И все же мы, англичане, достигли таких успехов на поприще романа – и в поэзии – в значительной степени благодаря именно этому напряжению, существующему между личной реальностью и публичным притворством. Если славу французов составляет обнаженность и яркость изображения того, что они реально чувствуют и делают, то наше достоинство – в завуалированности и уклончивости. Я не усматриваю в этом свидетельств нашего более тонкого вкуса или большей пристойности. Думаю, таким образом мы просто получаем гораздо большее наслаждение – как в постели, так и в книгах, ибо вторая простейшая истина заключается в том, что сотворение иного мира, каким бы несовершенным способом оно ни осуществлялось, есть занятие неотвязное, изолирующее, вызывающее чувство вины и в самом деле весьма похожее на сотворение «реальной» картины реально существующего мира – то есть дело, за какое обязательно берется каждый ребенок. И как у каждого ребенка, это дело изобилует тяжкими потерями – утраченными иллюзиями, контрмифами, утратой желаний и остроты восприятий, на которые у неизбежно повзрослевшего ребенка (или у писателя, обретшего должную художественную форму) просто нет времени.
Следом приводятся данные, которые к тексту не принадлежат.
PR #231, opened 2018-04-30
rcl_node_init() copies node options passed into it

sloretz:
From [this discussion](https://github.com/ros2/rclcpp/pull/467#discussion_r185078315) on ros2/rclcpp#467.

This adds 3 methods that do deep copies:
* `rcl_node_options_copy()`
* `rcl_arguments_copy()`
* `rcl_remap_copy()`

It uses these methods to make `rcl_node_init()` deep copy the options passed in. The documentation states that the caller is responsible for freeing any memory they allocated in the options.

### DIFF
--- a/rcl/src/rcl/node.c
+++ b/rcl/src/rcl/node.c
@@ -222,9 +222,12 @@ rcl_node_init(
   node->impl->rmw_node_handle = NULL;
   node->impl->graph_guard_condition = NULL;
   node->impl->logger_name = NULL;
+  node->impl->options = rcl_node_get_default_options();
   // Initialize node impl.
-  // node options (assume it is trivially copyable)
-  node->impl->options = *options;
+  ret = rcl_node_options_copy(*allocator, options, &(node->impl->options));
+  if (RCL_RET_OK != ret) {
+    goto fail;
+  }
 
   // Remap the node name and namespace if remap rules are given
   rcl_arguments_t * global_args = NULL;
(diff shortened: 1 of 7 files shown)


sloretz:
CI linux [Build Status](https://ci.ros2.org/job/ci_linux/4313/)

wjwwood:
Thanks for following up on it @sloretz!

rcl/src/rcl/node.c
```diff
@@ -383,6 +386,15 @@ rcl_node_init(
       }
       allocator->deallocate(node->impl->graph_guard_condition, allocator->state);
     }
+    if (NULL != node->impl->options.arguments.impl) {
```
Karsten1987: nitpick: You could adhere to the same style of the file/function
```
if (node->impl->options.arguments.impl) {
...
}
```

mikaelarguedas: As we're trying to move closer to MISRA, I encourage the opposite (keeping the current state of this PR) as all conditions need to evaluate explicitly as boolean

Karsten1987: i understand. Yet I believe we should either have a misra check on the complete file or not.
but as I said, just a nitpick. No show-stopper here from my side.

sloretz:
CI
 * Linux [Build Status](http://ci.ros2.org/job/ci_linux/4323/)
* Linux-aarch64 [Build Status](http://ci.ros2.org/job/ci_linux-aarch64/1315/)
* macOS [Build Status](http://ci.ros2.org/job/ci_osx/3551/)
* Windows [Build Status](http://ci.ros2.org/job/ci_windows/4397/)

sloretz:
All PRs approved. Merging

PR #235, opened 2018-05-04
YAML parameter parser

anup-pem:
A basic yaml parameter parser to parse ros2 node parameters from a yaml file and populate a C data structure


anup-pem:
@dejanpan

anup-pem:
@mikaelarguedas @wjwwood Just wanted to touch base and see when you might be able to take a look at this PR? Thanks

rcl_yaml_param_parser/CMakeLists.txt
```diff
@@ -0,0 +1,66 @@
...
+ament_target_dependencies(${PROJECT_NAME} "yaml" "rcutils")
+
+install(TARGETS ${PROJECT_NAME}
+  ARCHIVE DESTINATION lib
+  LIBRARY DESTINATION lib
+  RUNTIME DESTINATION bin)
+
+if(BUILD_TESTING)
+  if(NOT WIN32)
+    set(CMAKE_CXX_FLAGS "${CMAKE_CXX_FLAGS} -std=c++14")
```
mikaelarguedas: we recommend to pass -Wall -Wextra and -Wpedantic to gcc.
The C++ standard use should be defined using CMAKE_CXX_STANDARD (exanple [here](https://github.com/ros2/rclcpp/blob/1be4d2d91491509a692ae46bafc6968cb9b94bb8/rclcpp/CMakeLists.txt#L16-L18))

rcl_yaml_param_parser/CMakeLists.txt
```diff
@@ -0,0 +1,66 @@
...
+  endif()
+
+  find_package(ament_cmake_gmock REQUIRED)
+  find_package(ament_cmake_gtest REQUIRED)
+  find_package(ament_cmake_pytest REQUIRED)
```
mikaelarguedas: As this package doesnt have any pytest, this line can be removed

rcl_yaml_param_parser/CMakeLists.txt
```diff
@@ -0,0 +1,66 @@
...
+  find_package(ament_lint_auto REQUIRED)
+  ament_lint_auto_find_test_dependencies()
+
+  set(extra_test_libraries)
+  set(extra_test_env)
+  set(extra_lib_dirs)
```
mikaelarguedas: Are any of these variables used ?

rcl_yaml_param_parser/CMakeLists.txt
```diff
@@ -0,0 +1,66 @@
...
+
+  set(SKIP_TEST_IF_WIN32 "")
+  if(WIN32)  # (memory tools doesn't do anything on Windows)
+    set(SKIP_TEST_IF_WIN32 "SKIP_TEST")
+  endif()
```
mikaelarguedas: Same question here: is if used anywhere?

rcl_yaml_param_parser/CMakeLists.txt
```diff
@@ -0,0 +1,66 @@
...
+
+  macro(rcutils_custom_add_gtest target)
+    ament_add_gtest(${target} ${ARGN})
+  endmacro()
+
+  macro(rcutils_custom_add_gmock target)
+    ament_add_gmock(${target} ${ARGN})
+  endmacro()
```
mikaelarguedas: As this package registers a single gtest, these 2 marcos can be removed as well as `find_package(ament_cmake_gmock REQUIRED)` on line 39

rcl_yaml_param_parser/README.md
```diff
@@ -0,0 +1,25 @@
+**ROS2 rcl YAML paramter parser**
+
+Parse a YAML parameter file and populate the C data structure(params_st)
+
+The data structure params_st will then be used during node initialization
```
mikaelarguedas: params_st is just a variable name used in function definition, I recommend referring to the type here or generally to "a C datastructure"

rcl_yaml_param_parser/include/rcl_yaml_param_parser/parser.h
```diff
@@ -0,0 +1,46 @@
+// Copyright 2018 Open Source Robotics Foundation, Inc.
```
mikaelarguedas: Apex.ai (same in all files below)?

rcl_yaml_param_parser/include/rcl_yaml_param_parser/parser.h
```diff
@@ -0,0 +1,46 @@
...
+#include <stdlib.h>
+
+#include "rcl_yaml_param_parser/types.h"
+
+#ifdef __cplusplus
+extern "C"
+{
+#endif
+
+/// \brief Parse the YAML file and populate params_hdl
```
mikaelarguedas: What is `params_hdl` here?

rcl_yaml_param_parser/include/rcl_yaml_param_parser/parser.h
```diff
@@ -0,0 +1,46 @@
...
+/// \param[in] file_path is the path to the YAML file
+/// \param[out] params_st points to the populated paramter struct
+/// \return true on success and false on failure
+bool parse_yaml_file(const char * file_path, rcl_params_t * params_st);
```
mikaelarguedas: I think the functions should be prefixed with `rcl_` for clarity and avoid potential future collisions

rcl_yaml_param_parser/include/rcl_yaml_param_parser/parser.h
```diff
@@ -0,0 +1,46 @@
...
+
+/// \brief Free param structure
+/// \param[in] params_st points to the populated paramter struct
+/// \param[in] allocator memeory allocator to be used
+void free_node_struct(rcl_params_t * params_st, const rcutils_allocator_t allocator);
```
mikaelarguedas: We usually use functions named `_init` and `_fini` for structure allocation/deallocation

rcl_yaml_param_parser/include/rcl_yaml_param_parser/types.h
```diff
@@ -0,0 +1,80 @@
...
+/// \typedef variant_t
+/// \brief variant_t stores the value of a parameter
+/// Only one pointer in this struct will store the value
+typedef struct rcl_variant_s
+{
+  bool * bool_value;  ///< If bool, gets stored here
+  int64_t * integer_value;  ///< If integer, gets stored here
+  double * double_value;  ///< If double, gets stored here
+  char * string_value;  ///< If string, gets stored here
+  // byte_array_t * byte_array_value;  ///< If array of bytes
```
mikaelarguedas: Will this be populated and use in the future?
It should either have a "TODO" explaining what remains to be done or be deleted if this is not planned to be supported

rcl_yaml_param_parser/include/rcl_yaml_param_parser/types.h
```diff
@@ -0,0 +1,80 @@
...
+  rcutils_allocator_t allocator;  ///< Allocator used
+} rcl_variant_t;
+
+/// \typedef node_params_t
+/// \brief node_params_t stores all the parameters(key:value) of a single node
+typedef struct rcl_node_params_s
+{
+  char ** parameter_names;  ///< Array of parameter names (keys)
+  rcl_variant_t * parameter_values;  ///< Array of coressponding parameter values
+  uint32_t num_params;  ///< Number of parameters in the node
```
mikaelarguedas: if this represent the size of the arrays in the structure it should be a size type (`size_t`).
What is the motivation behind using `uint32_t` here? (same below)

rcl_yaml_param_parser/package.xml
```diff
@@ -0,0 +1,26 @@
...
+<?xml-model href="http://download.ros.org/schema/package_format2.xsd" schematypens="http://www.w3.org/2001/XMLSchema"?>
+<package format="2">
+  <name>rcl_yaml_param_parser</name>
+  <version>0.1.0</version>
+  <description>Package containing various utility types and functions for C</description>
+  <maintainer email="anup.pemmaiah@apex.ai">Anup Pemmaiah</maintainer>
+  <license>Apache License 2.0</license>
+
+  <buildtool_depend>ament_cmake_ros</buildtool_depend>
+  <buildtool_depend>python3-empy</buildtool_depend>
```
mikaelarguedas: It doesnt look like this package depends on / uses empy. This line can be removed

rcl_yaml_param_parser/package.xml
```diff
@@ -0,0 +1,26 @@
...
+
+  <build_depend>yaml</build_depend>
```
mikaelarguedas: Nitpick: If libyaml is needed at runtime as well, this should become `<depend>yaml</depend>`

rcl_yaml_param_parser/package.xml
```diff
@@ -0,0 +1,26 @@
...
+  <build_depend>rcutils</build_depend>
+
+  <test_depend>ament_cmake_gmock</test_depend>
+  <test_depend>ament_cmake_gtest</test_depend>
+  <test_depend>ament_cmake_pytest</test_depend>
```
mikaelarguedas: (Same as above) pytest and gmock can be removed from here

rcl_yaml_param_parser/package.xml
```diff
@@ -0,0 +1,26 @@
...
+  <test_depend>ament_lint_common</test_depend>
+  <test_depend>ament_lint_auto</test_depend>
+  <test_depend>launch_testing</test_depend>
```
mikaelarguedas: this package doesn't use `launch_testing` so this line can be removed

rcl_yaml_param_parser/src/parser.c
```diff
@@ -0,0 +1,1164 @@
...
+// WITHOUT WARRANTIES OR CONDITIONS OF ANY KIND, either express or implied.
+// See the License for the specific language governing permissions and
+// limitations under the License.
+
+#include <stdlib.h>
+#include <stdint.h>
+#include <stdbool.h>
+#include <stdio.h>
+#include <errno.h>
+#include <yaml.h>
```
mikaelarguedas: Nitpick: include statements should be in alphabetical order

rcl_yaml_param_parser/src/parser.c
```diff
@@ -0,0 +1,1164 @@
...
+  DATA_TYPE_INT64 = 2U,
+  DATA_TYPE_DOUBLE = 3U,
+  DATA_TYPE_STRING = 4U
+} data_types_t;
+
+#define MAX_STRING_SZ 128U
+#define PARAMS_KEY "params"
+
+#define MAX_NUM_NODE_ENTRIES 256U
+#define MAX_NUM_PARAMS_PER_NODE 512U
```
mikaelarguedas: How were these numbers decided (not asking to change them just curious), we should document the values picked

rcl_yaml_param_parser/src/parser.c
```diff
@@ -0,0 +1,1164 @@
...
+
+static rcutils_ret_t node_params_create(
+  rcl_node_params_t * node_params,
+  const rcutils_allocator_t allocator);
+
+static rcutils_ret_t param_struct_initialize(
```
mikaelarguedas: do `create` and `initialize` have different meanings here ?
I recommend using `_init` or `get_zero_initialized_XX` to match the rest of the stack. Examples [here](https://github.com/ros2/rcl/blob/e8491ab8abba5c9653fdfc46064cc3b0d5ee18b9/rcl/include/rcl/wait.h#L118) and [here](https://github.com/ros2/rcl/blob/e8491ab8abba5c9653fdfc46064cc3b0d5ee18b9/rcl/include/rcl/wait.h#L63)

rcl_yaml_param_parser/src/parser.c
```diff
@@ -0,0 +1,1164 @@
...
+#include <stdint.h>
+#include <stdbool.h>
+#include <stdio.h>
+#include <errno.h>
+#include <yaml.h>
+
+#include "rcl_yaml_param_parser/parser.h"
+#include "rcl_yaml_param_parser/types.h"
+
+#include "rcutils/error_handling.h"
```
mikaelarguedas: All the functions in this file should use `rcl/error_handling`
`rcutils_ret_t` and `rcutils_allocators_t` should be replaced by their rcl equivalent where appropriate

anup-pem:
@mikaelarguedas 
- bytes structures are commented out.
    Have not provided the byte support in this phase. Was thinking of adding it later as it requires more discussion about identifying/differentiating a byte type. As per my understanding from the yaml doc (http://yaml.org/type/binary.html) an additional "!!binary" tag may have to be added before the byte value in the yaml file.

- At which point we'll have to look how to integrate libyaml to be able to test this code on all platforms in our CI
    For now I was thinking the user download the libyaml. Once we have the parser merged with all the supported API's can discuss about integrating libyaml into the CI. In my development, have a libyaml built as part of ament and since we will be modifying libyaml will have a copy of libyaml in apex repo. In case of ROS2 repo, might need some direction about is it better to download and compile on the fly before compiling the parser (like poco_vendor) or is it better to have a copy of libyaml in the CI infrastructure.

rcl_yaml_param_parser/src/parser.c
mikaelarguedas: yeah that's my bad I missed that during my first search / replace sweep

mikaelarguedas:
> For now I was thinking the user download the libyaml. Once we have the parser merged with all the supported API's can discuss about integrating libyaml into the CI.

Unfortunately merging this without having it working on CI means that our CI will fail for any new PR and nightly builds. If we merge this before, we need to add extra logic in CI to ignore this package.
This can be done quite easily but that means that people cloning our repository will not be able to build the workspace either. So I think this needs to build and pass on all platforms before being merged (that's our general policy for any new code).

> In case of ROS2 repo, might need some direction about is it better to download and compile on the fly before compiling the parser (like poco_vendor) or is it better to have a copy of libyaml in the CI infrastructure.

Yes, vendoring it ourselves in a first time is definitely a possibility :+1: . We can later look at how to avoid having to compile it every time.

mikaelarguedas:
> Have not provided the byte support in this phase. Was thinking of adding it later as it requires more discussion about identifying/differentiating a byte type.

Yeah that's fine, we should put a TODO in the code and open a follow-up ticket to make sure we come back to it after the first version is merged

rcl_yaml_param_parser/CMakeLists.txt
anup-pem: Good point. I have added those flags

rcl_yaml_param_parser/CMakeLists.txt
anup-pem: Removed it

rcl_yaml_param_parser/CMakeLists.txt
anup-pem: No, lingering from rcutils CMake. Removed

rcl_yaml_param_parser/CMakeLists.txt
anup-pem: No, lingering from rcutils CMake. Removed

rcl_yaml_param_parser/CMakeLists.txt
anup-pem: Ahhh ok. Removed

rcl_yaml_param_parser/README.md
anup-pem: Fixed it

rcl_yaml_param_parser/include/rcl_yaml_param_parser/parser.h
anup-pem: Good point. Fixed it

rcl_yaml_param_parser/include/rcl_yaml_param_parser/parser.h
anup-pem: Ahh... Initially I had named the parameter as params_hdl, where it is a handle. That makes more sense when the structure is hidden and the API just retrurns a void pointer. In this case since the structure is in the header, it does not make much sense. Anyways, have fixed it

rcl_yaml_param_parser/include/rcl_yaml_param_parser/parser.h
anup-pem: Agree! Fixed it

rcl_yaml_param_parser/include/rcl_yaml_param_parser/parser.h
anup-pem: Agree! Fixed it

rcl_yaml_param_parser/include/rcl_yaml_param_parser/types.h
anup-pem: Will not support for now so removed it. When we have some time, will discuss and implement it

rcl_yaml_param_parser/include/rcl_yaml_param_parser/types.h
anup-pem: I am not sure if I should use size_t here. Couple of things
1. Number of nodes and number of parameters describes the variable much better and would prefer uint32_t than size_t which is used to describe  just a set of bytes
1. I uses these parameters as indexes in the array and uint32_t makes more clearer that size_t

Just my 2 cents

rcl_yaml_param_parser/package.xml
anup-pem: Agree. Removed

rcl_yaml_param_parser/package.xml
anup-pem: Make sense. Fixed

rcl_yaml_param_parser/package.xml
anup-pem: Agree. Fixed

rcl_yaml_param_parser/package.xml
anup-pem: Removed it

rcl_yaml_param_parser/src/parser.c
anup-pem: Good point. Fixed it

rcl_yaml_param_parser/include/rcl_yaml_param_parser/types.h
mikaelarguedas: > Will not support for now so removed it. When we have some time, will discuss and implement it

If we agree that we should support for it. The field should be part of the datasrtucture.
It can always be NULL pending implementations but this allow us to have a well defined interface if people want to interact with these structures. Otherwise we may break when we add the field that is undesired in my opinion

rcl_yaml_param_parser/CMakeLists.txt
mikaelarguedas: Please also address the comment about the way to specify the C++ standard

rcl_yaml_param_parser/include/rcl_yaml_param_parser/types.h
mikaelarguedas: If you agree with the previous comment it would be great to add the field back

rcl_yaml_param_parser/include/rcl_yaml_param_parser/types.h
mikaelarguedas: As this field represent the size of the arrays, I think that this should have a size type

mikaelarguedas:
Ok I got this to compile on Linux with the linked PRs.

This generates some warnings on MacOS (https://ci.ros2.org/job/ci_osx/3592/warnings11Result/)

I didnt get this to compile on Windows so far. Weirdly Fast-RTPS is [failing to build](https://ci.ros2.org/job/ci_windows/4450/) (shouldn't have any interaction with this code...).

rcl_yaml_param_parser/CMakeLists.txt
```diff
@@ -0,0 +1,56 @@
...
+  ament_lint_auto_find_test_dependencies()
+
+  macro(rcutils_custom_add_gtest target)
+    ament_add_gtest(${target} ${ARGN})
+  endmacro()
+
+  # Gtests
+  rcutils_custom_add_gtest(test_parse_yaml
+    test/test_parse_yaml.cpp
+  )
```
mikaelarguedas: can you please remove the custom `rcutils ...` macro and simply call
```
ament_add_gtest(test_parse_yaml
  test/test_parse_yaml.cpp
)
```

rcl_yaml_param_parser/src/parser.c
```diff
@@ -0,0 +1,1165 @@
...
+/// map level 5 : Params namespace mapping
+typedef enum yaml_map_lvl_e
+{
+  MAP_UNINIT_LVL = 0U,
+  MAP_TOP_LVL = 1U,
+  MAP_NODE_NS_LVL = 2U,
+  MAP_NODE_NAME_LVL = 3U,
+  MAP_PARAMS_LVL = 4U,
+  MAP_PARAMS_NS_LVL = 5U
+} yaml_map_lvl_t;
```
mikaelarguedas: Is this implementation robust to multiple namespacing levels? e.g.:

```
stereo_cameras_ns_top:
  stereo_cameras_ns_low:
    stereo_camera1:
      params:
        is_cam_on: [true, true, false, true, false, false]
        brand: Bosch
    stereo_camera2:
      params:
        stereo_camera_dr:
          stereo_camera_left:
            image_type: ir
          stereo_camera_right:
            image_type: rbg
```

rcl_yaml_param_parser/src/parser.c
```diff
@@ -0,0 +1,1165 @@
...
+{
+  DATA_TYPE_UNKNOWN = 0U,
+  DATA_TYPE_BOOL = 1U,
+  DATA_TYPE_INT64 = 2U,
+  DATA_TYPE_DOUBLE = 3U,
+  DATA_TYPE_STRING = 4U
+} data_types_t;
+
+#define MAX_STRING_SZ 128U
+#define PARAMS_KEY "params"
```
mikaelarguedas: After thinking about it a bit more. A name that cannot be a node name may be more appropriate for this key.
As we forbid double underscores in ROS node/topic names, `ros__parameters` may be a better candidate

anup-pem:
> Ok I got this to compile on Linux with the linked PRs.

Awesome! I saw you libyaml_vendor file

> This generates some warnings on MacOS (https://ci.ros2.org/job/ci_osx/3592/warnings11Result/)

Dont have access to Mac and windows build here. WIll look into it. Thanks for running.

> I didnt get this to compile on Windows so far. Weirdly Fast-RTPS is failing to build (shouldn't have any interaction with this code...).

Hmmm.... Might be can try re-start the build and see it.

rcl_yaml_param_parser/src/parser.c
anup-pem: Makes sense. WIll change it

rcl_yaml_param_parser/CMakeLists.txt
anup-pem: Good point!

rcl_yaml_param_parser/src/parser.c
mikaelarguedas: Oh I must have messed up something then. I tried just adding one level of namespacing to the correct_config.yaml file and it fails to parse on my machine. Do you have an idea of what I did wrong ?

```
diff --git a/rcl_yaml_param_parser/test/correct_config.yaml b/rcl_yaml_param_parser/test/correct_config.yaml
index 4b5e50d..51954f8 100644
--- a/rcl_yaml_param_parser/test/correct_config.yaml
+++ b/rcl_yaml_param_parser/test/correct_config.yaml
@@ -38,6 +38,7 @@ new_camera_ns:
       brand: Bosch
   new_camera2:
     params:
-      camera_dr:
-        dr_name: default
-      brand: Mobius 
+      camera_left:
+        camera_dr:
+          dr_name: default
+        brand: Mobius 
```

The test fail with the following message:
```
1: Will not support deeper mappings at line 43, at /home/mikael/work/ros2/bouncy_ws/src/ros2/rcl/rcl_yaml_param_parser/src/parser.c:1079
1: /home/mikael/work/ros2/bouncy_ws/src/ros2/rcl/rcl_yaml_param_parser/test/test_parse_yaml.cpp:37: Failure
1: Value of: res
1:   Actual: false
1: Expected: true

```

mikaelarguedas:
> > I didnt get this to compile on Windows so far. Weirdly Fast-RTPS is failing to build (shouldn't have any interaction with this code...).

> Hmmm.... Might be can try re-start the build and see it.

I'll look into it with more details but I ruled out the fact it could be host specific or due to internet connectivity as it failed on all our windows machines:
https://ci.ros2.org/job/ci_windows/4449/
https://ci.ros2.org/job/ci_windows/4450/
https://ci.ros2.org/job/ci_windows/4451/

But a build from master at the same time on the same machine succeeded: https://ci.ros2.org/job/ci_windows/4447/

rcl_yaml_param_parser/include/rcl_yaml_param_parser/types.h
```diff
@@ -0,0 +1,79 @@
...
+} rcl_node_params_t;
+
+/// \typedef params_t
+/// \brief params_t stores all the parameters of all nodes of a process
+typedef struct rcl_params_s
+{
+  char ** node_namespaces;  ///< List of namespaces the corresponding node belongs to
+  char ** node_names;  ///< List of names of the node
```
mikaelarguedas: Actually (sorry for going back and forth on this), there is no real benefit in keeping the node_namespaces and node_names separated so we could do the same as for `rcl_node_params_s` and have a single `char ** node_names` that contains `node_namespace/node_name` instead of 2 different fields

rcl_yaml_param_parser/src/parser.c
anup-pem: Sorry my earlier answer is not entirely true. I restrict it to one namespacing level after params but can have mutilpe namespaces under params.  Things can get crazy allowing multiple namespace levels. Looked at quite a few examples in the config files in various places like autoware stacks, our internal lidar stack, and did not find a need for many namespace levels. Trying to keep simple

mikaelarguedas: It is very common in ROS to have several levels of namespacing for parameters.
For example, a minimalistic pan-tilt camera controller:
```
gimbal_controller:
  pan_joint:
    pid: {p: 50.0, i: 0, d: 2}
  tilt_joint:
    pid: {p: 50.0, i: 0, d: 2}
```

rcl_yaml_param_parser/include/rcl_yaml_param_parser/types.h
anup-pem: I need to look into it.

anup-pem: Should not be bad

rcl_yaml_param_parser/CMakeLists.txt
```diff
@@ -0,0 +1,56 @@
...
+
+project(rcl_yaml_param_parser)
+
+find_package(ament_cmake_ros REQUIRED)
+find_package(yaml REQUIRED)
+find_package(rcutils REQUIRED)
+find_package(rcl REQUIRED)
+
+if(CMAKE_COMPILER_IS_GNUCXX OR CMAKE_CXX_COMPILER_ID MATCHES "Clang")
+  set(CMAKE_CXX_FLAGS "${CMAKE_CXX_FLAGS} -Wall -Wextra -Wpedantic")
```
mikaelarguedas: Actually this is a C library so we need to set the flags for the C compiler.
A more generic way to do it is:
```
if(CMAKE_COMPILER_IS_GNUCC OR CMAKE_C_COMPILER_ID MATCHES "Clang")
  add_compile_options(-Wall -Wextra -Wpedantic)
```
This way the option is added for both C and C++.

Compiling with this generates warnings:
```
/home/mikael/work/ros2/bouncy_ws/src/ros2/rcl/rcl_yaml_param_parser/src/parser.c: In function ‘rcl_yaml_node_struct_print’:
/home/mikael/work/ros2/bouncy_ws/src/ros2/rcl/rcl_yaml_param_parser/src/parser.c:318:31: warning: comparison between signed and unsigned integer expressions [-Wsign-compare]
             for (int i = 0; i < param_var->bool_array_value->size; i++) {
                               ^
/home/mikael/work/ros2/bouncy_ws/src/ros2/rcl/rcl_yaml_param_parser/src/parser.c:327:31: warning: comparison between signed and unsigned integer expressions [-Wsign-compare]
             for (int i = 0; i < param_var->integer_array_value->size; i++) {
                               ^
/home/mikael/work/ros2/bouncy_ws/src/ros2/rcl/rcl_yaml_param_parser/src/parser.c:335:31: warning: comparison between signed and unsigned integer expressions [-Wsign-compare]
             for (int i = 0; i < param_var->double_array_value->size; i++) {
                               ^
/home/mikael/work/ros2/bouncy_ws/src/ros2/rcl/rcl_yaml_param_parser/src/parser.c:343:31: warning: comparison between signed and unsigned integer expressions [-Wsign-compare]
             for (int i = 0; i < param_var->string_array_value->size; i++) {
                               ^
/home/mikael/work/ros2/bouncy_ws/src/ros2/rcl/rcl_yaml_param_parser/src/parser.c: In function ‘parse_value’:
/home/mikael/work/ros2/bouncy_ws/src/ros2/rcl/rcl_yaml_param_parser/src/parser.c:619:24: warning: pointer targets in initialization differ in signedness [-Wpointer-sign]
   const char * value = event.data.scalar.value;
                        ^
/home/mikael/work/ros2/bouncy_ws/src/ros2/rcl/rcl_yaml_param_parser/src/parser.c: In function ‘parse_key’:
/home/mikael/work/ros2/bouncy_ws/src/ros2/rcl/rcl_yaml_param_parser/src/parser.c:797:24: warning: pointer targets in initialization differ in signedness [-Wpointer-sign]
   const char * value = event.data.scalar.value;
```

anup-pem: Ooops! you are right. Will do that

rcl_yaml_param_parser/src/parser.c
anup-pem: Yes, it supports just one mapping level(params namespace mapping) after params. In the above example it has two mapping levels after params `camera_left` and `camera_dr`. It can have 

```
   new_camera2:
     params:
      camera_left_dr:
        dr_name: default
        brand: Mobius 
      camera_right_dr:
        dr_name: default
        brand: Mobius 
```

Ценой всего этого и явился непрерывно рокочущий баспрофундо романа Харди «Возлюбленная», который я собираюсь здесь рассмотреть. Пирстон-Харди чувствует, что на нем лежит проклятие «неспособности очерстветь сердцем», повзрослеть, созреть, как все другие мужчины. Он чувствует себя заточенным в вечной юности; впрочем, он сознает (ведь пустая зрелость его ровесников – таких, как Сомерс – в иных случаях оборачивается вовсе не великим достоинством), что художник, который, не только не способен оставаться открытым своему прошлому некоей глубинной частью своего существа, но и позволить ей оставаться в прошлом, подобен обесточенной электрической системе. Когда Пирстон наконец предпочитает «созреть», он умирает как художник.

Всерьез задуманный роман, помимо всего прочего, глубочайшим образом истощает душу и психику автора, поскольку сотворяемый им новый мир должен быть вырван из того мира, что существует в его мозгу. У видов животных, имеющих свою территорию, защищающих ее и особенно тесно с нею связанных – таких, как человек, – часто повторяющаяся утрата потаенного «я» в конце концов неминуемо приводит к квазитравматическому эффекту. Возможно, поэтому, как и многие другие романисты, я не могу слишком критически относиться к Харди: слишком сильно ощущение, что мы попали в одну и ту же ловушку, мучаемся одними и теми же трудностями. Во всяком случае, мне давно уже думается, что ученый мир тратит слишком много времени на написанный текст и слишком мало – на благодатный психоз самого писания как занятия: на конкретный продукт, а не на общий процесс. Этологические подходы (изучение живого поведения), превалирующие сегодня в зоологии, к величайшему сожалению, не приняты в мире литературы. Именно этот подход я и попытаюсь применить к Харди того периода, когда писался роман «Возлюбленная», в немалой мере потому, что при таком подходе менее ценное художественно может оказаться более показательным «поведенчески». Если бы позволяло место, я хотел бы исследовать еще и другие два из самых ранних произведений Харди – «Опрометчивость наследницы» и «Отчаянные средства»[261], в которых подсознательно обнажилось многое из того, что впоследствии сознательно было выявлено в его последнем романе.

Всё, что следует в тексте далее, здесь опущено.